PR #17941, opened 2021-07-16
[MM-10166] Add MaxImageResolution config setting

streamer45:
#### Summary

PR adds a new `FileSettings.MaxImageResolution` setting to allow admins to set a custom limit to the dimension of uploaded images. We also raise the default limit to 33MP (8K resolution) which seems like a good compromise that should cover most cases.

#### Ticket

https://mattermost.atlassian.net/browse/MM-10166

#### Release Note

```release-note
Added a new FileSettings.MaxImageResolution config setting to control the maximum dimension (in pixels) of image uploads.
Removed MB constant from model package.
```

### DIFF
--- a/model/utils.go
+++ b/model/utils.go
@@ -31,7 +31,6 @@ const (
 	UppercaseLetters = "ABCDEFGHIJKLMNOPQRSTUVWXYZ"
 	NUMBERS          = "0123456789"
 	SYMBOLS          = " !\"\\#$%&'()*+,-./:;<=>?@[]^_`|~"
-	MB               = 1 << 20
 )
 
 type StringInterface map[string]interface{}
--- a/api4/file_test.go
+++ b/api4/file_test.go
@@ -542,6 +542,20 @@ func TestUploadFiles(t *testing.T) {
 				}
 			},
 		},
+
+		{
+			title:                 "Error image too large",
+			names:                 []string{"test.png"},
+			skipSuccessValidation: true,
+			checkResponse:         CheckBadRequestStatus,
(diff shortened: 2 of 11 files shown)


model/utils.go
```diff
@@ -31,7 +31,6 @@ const (
 	UppercaseLetters = "ABCDEFGHIJKLMNOPQRSTUVWXYZ"
 	NUMBERS          = "0123456789"
 	SYMBOLS          = " !\"\\#$%&'()*+,-./:;<=>?@[]^_`|~"
-	MB               = 1 << 20
```
agnivade, line 34: Good to add this in the release notes for completeness.

agnivade (approved):

isacikgoz (approved):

## EXERCISE DETAILS
Look through the entries, and return every line that the word "string" appears in.

## EXERCISE SOLUTION
 type StringInterface map[string]interface{}
+			names:                 []string{"test.png"},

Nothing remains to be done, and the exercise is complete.